Issue #1234, opened 2017-05-31
Movements applied to a pipeline view is applied to all pipelines.


benbotwin:
# Bug Report

* Concourse version: 3.1.0
* Deployment type: BOSH
* Infrastructure/IaaS: OpenStack
* Browser: Chrome
* Did this used to work? yes in 3.0.1

If you click and drag to move a pipeline around, the movement you applied doesn’t reset when you change the pipeline you’re looking at. The movement applied to the view of one pipeline is applied to all of them.

If I zoom way out of a pipeline and move it just a little bit I'm unable to find any other pipeline when I change views because they have moved just as much, but their view hasn't zoomed out to match. I need to refresh to see any of the pipelines after that because it's faster than dragging the view around looking for them.

cfryanr:
This problem also exists when switching between the tabs at the top of the UI which represent groups.

jama-pivotal:
This should be coming soon! we just closed out #1425 ! Thank you for your patience

PR #4539, opened 2019-10-02
Adds move command to concourse

### LINKED ISSUE #1164: As a Concourse operator with many pipelines, I would like to move a pipeline from the "main" team to a new team
# Feature Request

We have a concourse installation with many pipelines, most of which, our "main" team is not really responsible for. We've given a lot of Github Org/Teams access to our concourse, but we are ready to take advantage of concourse teams. We can create the team, but the existing pipelines would have to be deleted and re-created with the new team, losing all our precious build history.

## A Modest Proposal

Maybe, `fly set-pipeline-team -p some-pipeline -n some-team`

betarelease:
[#1164](https://github.com/concourse/concourse/issues/1164)

> Hi there! Thanks for submitting a pull request to Concourse! 
> If you haven't already, please take a look at our [Code of Conduct](https://github.com/concourse/concourse/blob/master/CODE_OF_CONDUCT.md) and our [Contributing Guide](https://github.com/concourse/concourse/blob/master/CONTRIBUTING.md).
> 
> To help us review your PR, please fill in the following information.
> Feel free to delete any sections not applicable to your pull request.

# Existing Issue

Fixes #1164  .

# Why do we need this PR?
> No issue number? Please give us a few lines of context describing the need for this PR.

> What are the changes included in this PR? Feel free to add as many lines as needed below.

* Adding a move command to concourse/fly
* 
*

# Contributor Checklist
> Are the following items included as part of this PR?
- [x ] Unit tests

# Reviewer Checklist
> fill out this section.
- [ ] Code reviewed
- [ ] Tests reviewed
- [ ] Documentation reviewed
- [ ] Release notes reviewed
- [ ] PR acceptance performed

### DIFF
--- a/atc/db/pipeline.go
+++ b/atc/db/pipeline.go
@@ -653,6 +653,40 @@ func (p *pipeline) Rename(name string) error {
 	return err
 }
 
+func (p *pipeline) Move(sourceTeamName, destinationTeamName string) error {
+	destinationTeamID, err := psql.Select("id").
+		From("teams").
+		Where(sq.Eq{
+			"name": destinationTeamName,
+		}).
+		RunWith(p.conn).Query()
+
+	_, err = psql.Update("pipelines").
+		Set("team_id", destinationTeamID).
+		Where(sq.Eq{
+			"id": p.id,
+		}).
+		RunWith(p.conn).
+		Exec()
+
+	if err != nil {
+		return err
+	}
+
+	_, err = psql.Update("builds").
+		Set("team_id", destinationTeamID).
+		Where(sq.Eq{
+			"id": p.id,
+		}).
+		RunWith(p.conn).
+		Exec()
+
+	if err != nil {
+		return err
+	}
+	return nil
+}
+
 func (p *pipeline) Destroy() error {
 	_, err := psql.Delete("pipelines").
 		Where(sq.Eq{
--- a/atc/db/pipeline.go
+++ b/atc/db/pipeline.go
@@ -655,19 +655,29 @@ func (p *pipeline) Rename(name string) error {
 }
 
 func (p *pipeline) Move(destinationTeamName string) error {
+	tx, err := p.conn.Begin()
+	if err != nil {
+		return err
+	}
+
+	defer Rollback(tx)
+
 	destinationTeamID, err := psql.Select("id").
 		From("teams").
 		Where(sq.Eq{
 			"name": destinationTeamName,
 		}).
-		RunWith(p.conn).Query()
+		RunWith(tx).Exec()
+	if err != nil {
+		return err
+	}
 
 	_, err = psql.Update("pipelines").
 		Set("team_id", destinationTeamID).
 		Where(sq.Eq{
 			"id": p.id,
 		}).
-		RunWith(p.conn).
+		RunWith(tx).
 		Exec()
 
 	if err != nil {
@@ -679,13 +689,15 @@ func (p *pipeline) Move(destinationTeamName string) error {
 		Where(sq.Eq{
 			"id": p.id,
 		}).
-		RunWith(p.conn).
+		RunWith(tx).
 		Exec()
 
 	if err != nil {
 		return err
 	}
-	return nil
+
+	err = tx.Commit()
+	return err
 }
 
 func (p *pipeline) Destroy() error {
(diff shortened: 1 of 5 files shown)


betarelease:
Can you please review what I have so far. This is my WIP. I would like to know if this is going in the right direction and how you run tests locally so that I can run and verify. Thanks.

betarelease:
Updated the PR with the suggested way to check authorization. Also found a couple of other things wrongly wired. Please review.

atc/db/pipeline.go
```diff
@@ -653,6 +654,40 @@ func (p *pipeline) Rename(name string) error {
 	return err
 }
 
+func (p *pipeline) Move(destinationTeamName string) error {
+	destinationTeamID, err := psql.Select("id").
+		From("teams").
+		Where(sq.Eq{
+			"name": destinationTeamName,
+		}).
+		RunWith(p.conn).Query()
```
clarafu: These three queries should probably be done in one transaction in order to ensure that they are all committed together.

atc/db/pipeline.go
```diff
@@ -653,6 +654,40 @@ func (p *pipeline) Rename(name string) error {
...
+			"id": p.id,
+		}).
+		RunWith(p.conn).
+		Exec()
+
+	if err != nil {
+		return err
+	}
+
+	_, err = psql.Update("builds").
```
clarafu: I'm a little worried about this query because it will be updating all the builds within a pipeline, which can result in thousands or millions of rows being updated. Maybe it should be done in batches? Not too sure yet tho.. 🤔 I might want to do some bench marking to see how long it will take!

atc/db/pipeline.go
```diff
@@ -653,6 +654,40 @@ func (p *pipeline) Rename(name string) error {
...
+		Set("team_id", destinationTeamID).
+		Where(sq.Eq{
+			"id": p.id,
```
clarafu: This should be `"pipeline_id"` instead of `"id"`. The `"id"` represents a build id because you are updating the builds table.

atc/db/pipeline.go
```diff
@@ -653,6 +654,40 @@ func (p *pipeline) Rename(name string) error {
 	return err
 }
 
+func (p *pipeline) Move(destinationTeamName string) error {
+	destinationTeamID, err := psql.Select("id").
```
clarafu: We should be checking for if an error occurred here!

atc/db/pipeline.go
clarafu: `Query()` can return no rows without throwing an error so maybe we should use `QueryRow()` instead and then use `Scan(&destinationTeamID)` to grab out the team id. We should always be expecting a team id to return from this query so we should be erroring if there is no rows being returned here.

atc/db/pipeline.go
betarelease: Is it enough that we do a count check before making this update and abort with an error message if the count is more than 100 or something? That way we will know if this feature is in fact used by people with pipelines that have thousands of rows. If not atleast there will be some protection.

atc/db/pipeline.go
betarelease: Updated.

atc/db/pipeline.go
betarelease: done

atc/db/pipeline.go
betarelease: also added the transaction logic.

clarafu: If we do a count then abort, that would mean users that have more builds than our limit that we set wouldn't be able to use this `move` command. I think most of Concourse users have pipelines that have more than 100 or even 1000 builds 🤔 so I was more thinking of doing query in batches of 1000 builds. Doing it in batches will make it so that it doesn't lock up all the build rows while it's trying to run the update.

atc/db/pipeline.go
-*-*-
__What is being asked__:
Please retype all of the records, keeping each line exactly as it is.

__Exercise solution__:
Issue #1234, opened 2017-05-31
Movements applied to a pipeline view is applied to all pipelines.


benbotwin:
# Bug Report

* Concourse version: 3.1.0
* Deployment type: BOSH
* Infrastructure/IaaS: OpenStack
* Browser: Chrome
* Did this used to work? yes in 3.0.1

If you click and drag to move a pipeline around, the movement you applied doesn’t reset when you change the pipeline you’re looking at. The movement applied to the view of one pipeline is applied to all of them.

If I zoom way out of a pipeline and move it just a little bit I'm unable to find any other pipeline when I change views because they have moved just as much, but their view hasn't zoomed out to match. I need to refresh to see any of the pipelines after that because it's faster than dragging the view around looking for them.

cfryanr:
This problem also exists when switching between the tabs at the top of the UI which represent groups.

jama-pivotal:
This should be coming soon! we just closed out #1425 ! Thank you for your patience

PR #4539, opened 2019-10-02
Adds move command to concourse

### LINKED ISSUE #1164: As a Concourse operator with many pipelines, I would like to move a pipeline from the "main" team to a new team
# Feature Request

We have a concourse installation with many pipelines, most of which, our "main" team is not really responsible for. We've given a lot of Github Org/Teams access to our concourse, but we are ready to take advantage of concourse teams. We can create the team, but the existing pipelines would have to be deleted and re-created with the new team, losing all our precious build history.

## A Modest Proposal

Maybe, `fly set-pipeline-team -p some-pipeline -n some-team`

betarelease:
[#1164](https://github.com/concourse/concourse/issues/1164)

> Hi there! Thanks for submitting a pull request to Concourse! 
> If you haven't already, please take a look at our [Code of Conduct](https://github.com/concourse/concourse/blob/master/CODE_OF_CONDUCT.md) and our [Contributing Guide](https://github.com/concourse/concourse/blob/master/CONTRIBUTING.md).
> 
> To help us review your PR, please fill in the following information.
> Feel free to delete any sections not applicable to your pull request.

# Existing Issue

Fixes #1164  .

# Why do we need this PR?
> No issue number? Please give us a few lines of context describing the need for this PR.

> What are the changes included in this PR? Feel free to add as many lines as needed below.

* Adding a move command to concourse/fly
* 
*

# Contributor Checklist
> Are the following items included as part of this PR?
- [x ] Unit tests

# Reviewer Checklist
> fill out this section.
- [ ] Code reviewed
- [ ] Tests reviewed
- [ ] Documentation reviewed
- [ ] Release notes reviewed
- [ ] PR acceptance performed

### DIFF
--- a/atc/db/pipeline.go
+++ b/atc/db/pipeline.go
@@ -653,6 +653,40 @@ func (p *pipeline) Rename(name string) error {
 	return err
 }
 
+func (p *pipeline) Move(sourceTeamName, destinationTeamName string) error {
+	destinationTeamID, err := psql.Select("id").
+		From("teams").
+		Where(sq.Eq{
+			"name": destinationTeamName,
+		}).
+		RunWith(p.conn).Query()
+
+	_, err = psql.Update("pipelines").
+		Set("team_id", destinationTeamID).
+		Where(sq.Eq{
+			"id": p.id,
+		}).
+		RunWith(p.conn).
+		Exec()
+
+	if err != nil {
+		return err
+	}
+
+	_, err = psql.Update("builds").
+		Set("team_id", destinationTeamID).
+		Where(sq.Eq{
+			"id": p.id,
+		}).
+		RunWith(p.conn).
+		Exec()
+
+	if err != nil {
+		return err
+	}
+	return nil
+}
+
 func (p *pipeline) Destroy() error {
 	_, err := psql.Delete("pipelines").
 		Where(sq.Eq{
--- a/atc/db/pipeline.go
+++ b/atc/db/pipeline.go
@@ -655,19 +655,29 @@ func (p *pipeline) Rename(name string) error {
 }
 
 func (p *pipeline) Move(destinationTeamName string) error {
+	tx, err := p.conn.Begin()
+	if err != nil {
+		return err
+	}
+
+	defer Rollback(tx)
+
 	destinationTeamID, err := psql.Select("id").
 		From("teams").
 		Where(sq.Eq{
 			"name": destinationTeamName,
 		}).
-		RunWith(p.conn).Query()
+		RunWith(tx).Exec()
+	if err != nil {
+		return err
+	}
 
 	_, err = psql.Update("pipelines").
 		Set("team_id", destinationTeamID).
 		Where(sq.Eq{
 			"id": p.id,
 		}).
-		RunWith(p.conn).
+		RunWith(tx).
 		Exec()
 
 	if err != nil {
@@ -679,13 +689,15 @@ func (p *pipeline) Move(destinationTeamName string) error {
 		Where(sq.Eq{
 			"id": p.id,
 		}).
-		RunWith(p.conn).
+		RunWith(tx).
 		Exec()
 
 	if err != nil {
 		return err
 	}
-	return nil
+
+	err = tx.Commit()
+	return err
 }
 
 func (p *pipeline) Destroy() error {
(diff shortened: 1 of 5 files shown)


betarelease:
Can you please review what I have so far. This is my WIP. I would like to know if this is going in the right direction and how you run tests locally so that I can run and verify. Thanks.

betarelease:
Updated the PR with the suggested way to check authorization. Also found a couple of other things wrongly wired. Please review.

atc/db/pipeline.go
```diff
@@ -653,6 +654,40 @@ func (p *pipeline) Rename(name string) error {
 	return err
 }
 
+func (p *pipeline) Move(destinationTeamName string) error {
+	destinationTeamID, err := psql.Select("id").
+		From("teams").
+		Where(sq.Eq{
+			"name": destinationTeamName,
+		}).
+		RunWith(p.conn).Query()
```
clarafu: These three queries should probably be done in one transaction in order to ensure that they are all committed together.

atc/db/pipeline.go
```diff
@@ -653,6 +654,40 @@ func (p *pipeline) Rename(name string) error {
...
+			"id": p.id,
+		}).
+		RunWith(p.conn).
+		Exec()
+
+	if err != nil {
+		return err
+	}
+
+	_, err = psql.Update("builds").
```
clarafu: I'm a little worried about this query because it will be updating all the builds within a pipeline, which can result in thousands or millions of rows being updated. Maybe it should be done in batches? Not too sure yet tho.. 🤔 I might want to do some bench marking to see how long it will take!

atc/db/pipeline.go
```diff
@@ -653,6 +654,40 @@ func (p *pipeline) Rename(name string) error {
...
+		Set("team_id", destinationTeamID).
+		Where(sq.Eq{
+			"id": p.id,
```
clarafu: This should be `"pipeline_id"` instead of `"id"`. The `"id"` represents a build id because you are updating the builds table.

atc/db/pipeline.go
```diff
@@ -653,6 +654,40 @@ func (p *pipeline) Rename(name string) error {
 	return err
 }
 
+func (p *pipeline) Move(destinationTeamName string) error {
+	destinationTeamID, err := psql.Select("id").
```
clarafu: We should be checking for if an error occurred here!

atc/db/pipeline.go
clarafu: `Query()` can return no rows without throwing an error so maybe we should use `QueryRow()` instead and then use `Scan(&destinationTeamID)` to grab out the team id. We should always be expecting a team id to return from this query so we should be erroring if there is no rows being returned here.

atc/db/pipeline.go
betarelease: Is it enough that we do a count check before making this update and abort with an error message if the count is more than 100 or something? That way we will know if this feature is in fact used by people with pipelines that have thousands of rows. If not atleast there will be some protection.

atc/db/pipeline.go
betarelease: Updated.

atc/db/pipeline.go
betarelease: done

atc/db/pipeline.go
betarelease: also added the transaction logic.

clarafu: If we do a count then abort, that would mean users that have more builds than our limit that we set wouldn't be able to use this `move` command. I think most of Concourse users have pipelines that have more than 100 or even 1000 builds 🤔 so I was more thinking of doing query in batches of 1000 builds. Doing it in batches will make it so that it doesn't lock up all the build rows while it's trying to run the update.

atc/db/pipeline.go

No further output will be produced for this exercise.